§ About this exercise
Please transcribe the data that follows exactly, from its first line through the line that contains "dherman, line 546: Unfortunately".

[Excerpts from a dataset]
+---+

PR #533, opened 2020-06-22
(wip) try_catch

kjvalencik:
Implementation of https://github.com/neon-bindings/rfcs/pull/29

### DIFF
--- a/crates/neon-sys/native/src/neon.cc
+++ b/crates/neon-sys/native/src/neon.cc
@@ -541,3 +541,19 @@ extern "C" void Neon_EventHandler_Delete(void * thread_safe_cb) {
     neon::EventHandler *cb = static_cast<neon::EventHandler*>(thread_safe_cb);
     cb->close();
 }
+
+extern "C" void* Neon_TryCatch_New() {
+  return new Nan::TryCatch();
+}
+
+extern "C" bool Neon_TryCatch_HasCaught(Nan::TryCatch *try_catch) {
+  return try_catch->HasCaught();
+}
+
+extern "C" void* Neon_TryCatch_Exception(Nan::TryCatch *try_catch) {
+  return *try_catch->Exception();
+}
+
+extern "C" void Neon_TryCatch_Delete(Nan::TryCatch *try_catch) {
+  try_catch->~TryCatch();
+}
--- a/src/result/mod.rs
+++ b/src/result/mod.rs
@@ -31,3 +31,16 @@ pub type JsResult<'b, T> = NeonResult<Handle<'b, T>>;
 pub trait JsResultExt<'a, V: Value> {
     fn or_throw<'b, C: Context<'b>>(self, cx: &mut C) -> JsResult<'a, V>;
 }
+
+impl <'a, V, E> JsResultExt<'a, V> for Result<Handle<'a, V>, Handle<'a, E>>
+where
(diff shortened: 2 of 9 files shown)


crates/neon-sys/native/src/neon.cc
```diff
@@ -541,3 +541,19 @@ extern "C" void Neon_EventHandler_Delete(void * thread_safe_cb) {
     neon::EventHandler *cb = static_cast<neon::EventHandler*>(thread_safe_cb);
     cb->close();
 }
+
+extern "C" void* Neon_TryCatch_New() {
+  return new Nan::TryCatch();
```
dherman, line 546: Unfortunately this isn't going to work. :( a `TryCatch` [has to be allocated on the stack](https://v8docs.nodesource.com/node-8.16/d4/dc6/classv8_1_1_try_catch.html#af28a8ba7e1cb6e66bc2468faa4c86eec). There are a couple ways to do this, both of which are pretty annoying:
- Use a cross-language callback pattern, where you pass the Rust closure as a `void*` to C along with a Rust glue function that takes the Rust closure as an argument and calls in. Then in C you stack-allocate the `TryCatch` and invoke the Rust glue function.
- Allocate a `TryCatch` on the Rust stack by creating a parallel Rust struct type that's big enough to contain the sizeof the C++ `TryCatch`. For this you have to have some way at build time to determine the sizeof a `TryCatch` and use a macro or a const declaration to declare the Rust type. And then the constructor and destructor for that Rust type can call into `neon_runtime` with a pointer to `self` for the C++ code to explicitly call the C++ constructor and destructor on it. This is how `HandleScope` works, which also has to be stack allocated.

src/result/mod.rs
```diff
@@ -31,3 +31,16 @@ pub type JsResult<'b, T> = NeonResult<Handle<'b, T>>;
 pub trait JsResultExt<'a, V: Value> {
     fn or_throw<'b, C: Context<'b>>(self, cx: &mut C) -> JsResult<'a, V>;
 }
+
+impl <'a, V, E> JsResultExt<'a, V> for Result<Handle<'a, V>, Handle<'a, E>>
```
dherman, line 35: I don't quite understand the use case for this. If I wrap something in a `try_catch` it's to prevent it from throwing. If I want to do something like map on a result that might have thrown, I already have a `Result` that I can do `map()` on and it'll throw.

Is this for cases where you want to map and do something back in the JS VM? Like:

```rust
cx.try_catch(do_something)
  .and_then(|v| {
      ... cx ... // do stuff in the JS VM
  })
  .or_throw(cx)
```

crates/neon-sys/native/src/neon.cc
kjvalencik: I believe that the reason they should be stack allocated is for nesting to work properly they need to be deallocated in the same order they were created.

RII also enforces this. I think deleting with `Drop` would also accomplish this.

With that said, I think your suggestion of passing the Rust closure to be invoked by C is best.

kjvalencik: Hmmm, panicking across FFI is undefined.

kjvalencik: Oh, this is neat. https://github.com/rust-lang/rust/pull/65646

PR #534, opened 2020-06-22
Fix #530: Cache function arguments in N-API

### LINKED ISSUE #530: Remove wasteful allocation in `neon_runtime::napi::call::get`
As of https://github.com/neon-bindings/neon/pull/507, getting a specific argument `N` in a function call internally creates a temporary Vec that N-API can store the arguments up to and includig `N`. It's done this way because `napi_get_cb_info` doesn't let you get a particular argument, but only a list of the arguments.

The end result is that code like:

```rust
cx.argument::<JsString>(1); // allocates vec![napi_value; 1]
cx.argument::<JsString>(2); // allocates vec![napi_value; 2]
cx.argument::<JsString>(3); // allocates vec![napi_value; 3]
```

There could be several ways to improve this:

- Use a fixed array for low numbers of arguments, like `[napi_value; 10]`, and only use a dynamic `Vec<>` when a higher `N` is requested. This avoids the allocations in the common case which are (probably) the most expensive.
- Get _all_ of the arguments in a `Vec<>` once, and store it in the FunctionCallbackInfo on the Rust side. This might be a bit harder but it would eliminate the waste entirely in the N-API runtime.
- Propose an N-API addition in Node.js core that can retrieve a single particular argument :innocent:
- Maybe some other way?

kjvalencik:


dherman:
Are you sure it's issue #121 that this fixes? From clicking the link, #121 is a PR that has to do with string representations.

dherman:
Looks like it's actually fixing #530?

kjvalencik:
Yes, that's the one. I have no idea where I got 121 from. I must have been looking at a different project.

PR #501, opened 2020-03-21
Fix #406

usagi:
- Fix `neon new` could not be complete in Windows
- Update packages

PR #537, opened 2020-07-03
fix: `neon new` not exiting on windows

### LINKED ISSUE #406: neon new and build failed on Node11.10.1 Win10
Simple Installed Rust 1.34 stable. Node 11.10.1 
Then execute like this
> neon new my_project
Press ^C at any time to quit.
? version 0.1.0
? description
? node entry point lib/index.js
? git repository
? author Mario
? email lijh01@mail.jj.cn
? license MIT
^C终止批处理操作吗(Y/N)? y  // I wait for at least 30 minutes without any response. So I Ctrl C to Quit.

Then I execute like this
> neon build

Then Got Error like this.
   Compiling neon-runtime v0.2.0
error: failed to run custom build command for `neon-runtime v0.2.0`
process didn't exit successfully: `C:\Work\Project\GoKart\CenterServer\Rust\rust_center\native\target\release\build\neon-runtime-b6860bb15546a35d\build-script-build` (exit code: 101)
--- stdout
'Skipping node-gyp installation as part of npm install.'
audited 184 packages in 2.313s
found 1 high severity vulnerability
  run `npm audit fix` to fix them, or `npm audit` for details
cargo:node_arch=x64

--- stderr
thread 'main' panicked at 'Couldn't find node_root_dir in node-gyp output.', src\libcore\option.rs:1038:5
note: Run with `RUST_BACKTRACE=1` environment variable to display a backtrace.

neon ERR! cargo build failed

Error: cargo build failed
    at Target.<anonymous> (C:\Users\lijh01\AppData\Roaming\npm\node_modules\neon-cli\lib\target.js:121:35)
    at step (C:\Users\lijh01\AppData\Roaming\npm\node_modules\neon-cli\lib\target.js:32:23)
    at Object.next (C:\Users\lijh01\AppData\Roaming\npm\node_modules\neon-cli\lib\target.js:13:53)
    at fulfilled (C:\Users\lijh01\AppData\Roaming\npm\node_modules\neon-cli\lib\target.js:4:58)
    at processTicksAndRejections (internal/process/next_tick.js:81:5)

I'm pretty sure that windows-built-tools is installed successfully.

amilajack:
Fixes #406
Closes https://github.com/neon-bindings/neon/pull/501

This bug fixes a bug where running `neon new` on windows will hang without ever exiting despite creating a new repo and all.

## Changes
* Migrates to use native fs module
* Bumps TS to latest version
* Adds `make-promises-safe` to CLI entrypoint to ensure promise do not silently fail
* Build targets ES6
* Removes node 8 from CI, adds node 14
* Removes `ts-unknown` and `es6-polyfill` dependencies
* Change methods to sync

## Testing this PR
Make sure you're on a windows machine to test this PR
```bash
git clone https://github.com/neon-bindings/neon test-repo
cd test-repo
npm i
npm run transpile
node bin/cli.js new foo
```

This fix is based on @usagi 's PR (https://github.com/neon-bindings/neon/pull/501). Thanks!


cli/src/target.ts
```diff
@@ -62,7 +63,10 @@ export default class Target {
 
   async clean() {
     // Remove the directory associated with this target.
-    await remove(path.resolve(this.crate.root, 'target', this.subdirectory));
+    const absolutePathSubdir = path.resolve(this.crate.root, 'target', this.subdirectory);
+    if (existsSync(absolutePathSubdir)) {
+      await unlink(absolutePathSubdir);
```
goto-bus-stop, line 68: `unlink` is for files or symlinks not directories, should we be using rimraf instead?

goto-bus-stop:
Other than the question about `unlink`, this looks good to me! Works as expected on my Win10 machine. Love the addition of `make-promises-safe` too :)

cli/src/target.ts
amilajack: Ah good catch. It seems like node has a [rmdir](https://nodejs.org/api/fs.html#fs_fs_rmdirsync_path_options) API. What are your thoughts on that?

goto-bus-stop: If a user is running `neon clean` there's probably still files in the `target` folder, so we need a recursive rmdir. The `recursive` variant of `fs.rmdir` is only supported in node 12 and up, so I think we should use the rimraf module until we drop node 10

amilajack: Makes sense. I'll update this PR to reflect that

cli/src/crate.ts
```diff
@@ -43,12 +43,16 @@ export default class Crate {
   }
 
   async finish(dylib: string) {
-    await remove(this.addon);
-    await copy(dylib, this.addon);
+    if (existsSync(this.addon)) {
```
dherman, line 46: Being very pedantic, this has a race condition: another process could create the file in between the `existsSync` check and the `unlink`. Another way to do this would be to just call `await unlink(this.addon)` and catch and ignore an `ENOENT` error. It's an unlikely race condition, though, not a big deal.

cli/src/target.ts
```diff
@@ -62,7 +66,10 @@ export default class Target {
 
   async clean() {
     // Remove the directory associated with this target.
-    await remove(path.resolve(this.crate.root, 'target', this.subdirectory));
+    const absolutePathSubdir = path.resolve(this.crate.root, 'target', this.subdirectory);
+    if (existsSync(absolutePathSubdir)) {
```
dherman, line 70: You don't need the `existsSync` check here; I'm pretty sure `rimraf` will silently succeed even if the directory already doesn't exist.

cli/src/crate.ts
dherman: Oh actually now that we're depending on `rimraf` we can just use that here.

PR #542, opened 2020-07-07
Migrated error type to napi error

kjvalencik:


src/types/error.rs
```diff
@@ -77,7 +77,9 @@ pub(crate) fn convert_panics<T, F: UnwindSafe + FnOnce() -> NeonResult<T>>(f: F)
             };
             let (data, len) = Utf8::from(&msg[..]).truncate().lower();
             unsafe {
-                neon_runtime::error::throw_error_from_utf8(data, len);
+                #[cfg(feature = "napi-runtime")]
+                neon_runtime::error::clear_exception(env.to_raw());
```
kjvalencik, line 81: The existing API defines panics as taking priority over exceptions. However, in `N-API` you may only throw an exception when not in a throwing state.

src/types/internal.rs
```diff
@@ -59,16 +59,11 @@ impl<T: Value> Callback<raw::Local> for FunctionCallback<T> {
...
                     value.to_raw()
                 } else {
-                    // What should we return if the function panicked?
-                    //
-                    // `ptr::null_mut()` may work, but we should have a test to verify that, which
-                    // can be created after [#505][0]. For now, let's not guess!
-                    //
-                    // [0]: https://github.com/neon-bindings/neon/pull/505.
-                    unimplemented!("cannot return from function after a panic")
+                    // https://github.com/nodejs/node/blob/16f3b6a01b44dea9a320dd9812cdf21e6b91234a/doc/api/util.md#utiltypesisexternalvalue
```
goto-bus-stop, line 65: good reference! i think this comment does need a little more explanation, because without the context of the old comment, it's not totally clear what readers should look at in the linked doc:
```suggestion
                    // Return null if the function threw, like in this example in the Node.js docs
                    // https://github.com/nodejs/node/blob/16f3b6a01b44dea9a320dd9812cdf21e6b91234a/doc/api/util.md#utiltypesisexternalvalue
```

dherman: I'm still struggling to understand this bit. (Partly this is because the whole `Callback` trait and `FunctionCallback` type are confusing by themselves, which is my own fault 😛). Here are some questions to show you my confusion—maybe they'll help you figure out how to comment this with some clarifications:

- How is `ptr::null_mut()` even type-compatible with `raw::Local`?
- What is the purpose of the `raw::Local` result? It's the return value of the JS function this implements, right?
- What does this have to do with that link? What does an External have to do with the return value of a function?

+---+

§ Exercise response
PR #533, opened 2020-06-22
(wip) try_catch

kjvalencik:
Implementation of https://github.com/neon-bindings/rfcs/pull/29

### DIFF
--- a/crates/neon-sys/native/src/neon.cc
+++ b/crates/neon-sys/native/src/neon.cc
@@ -541,3 +541,19 @@ extern "C" void Neon_EventHandler_Delete(void * thread_safe_cb) {
     neon::EventHandler *cb = static_cast<neon::EventHandler*>(thread_safe_cb);
     cb->close();
 }
+
+extern "C" void* Neon_TryCatch_New() {
+  return new Nan::TryCatch();
+}
+
+extern "C" bool Neon_TryCatch_HasCaught(Nan::TryCatch *try_catch) {
+  return try_catch->HasCaught();
+}
+
+extern "C" void* Neon_TryCatch_Exception(Nan::TryCatch *try_catch) {
+  return *try_catch->Exception();
+}
+
+extern "C" void Neon_TryCatch_Delete(Nan::TryCatch *try_catch) {
+  try_catch->~TryCatch();
+}
--- a/src/result/mod.rs
+++ b/src/result/mod.rs
@@ -31,3 +31,16 @@ pub type JsResult<'b, T> = NeonResult<Handle<'b, T>>;
 pub trait JsResultExt<'a, V: Value> {
     fn or_throw<'b, C: Context<'b>>(self, cx: &mut C) -> JsResult<'a, V>;
 }
+
+impl <'a, V, E> JsResultExt<'a, V> for Result<Handle<'a, V>, Handle<'a, E>>
+where
(diff shortened: 2 of 9 files shown)


crates/neon-sys/native/src/neon.cc
```diff
@@ -541,3 +541,19 @@ extern "C" void Neon_EventHandler_Delete(void * thread_safe_cb) {
     neon::EventHandler *cb = static_cast<neon::EventHandler*>(thread_safe_cb);
     cb->close();
 }
+
+extern "C" void* Neon_TryCatch_New() {
+  return new Nan::TryCatch();
```
dherman, line 546: Unfortunately this isn't going to work. :( a `TryCatch` [has to be allocated on the stack](https://v8docs.nodesource.com/node-8.16/d4/dc6/classv8_1_1_try_catch.html#af28a8ba7e1cb6e66bc2468faa4c86eec). There are a couple ways to do this, both of which are pretty annoying:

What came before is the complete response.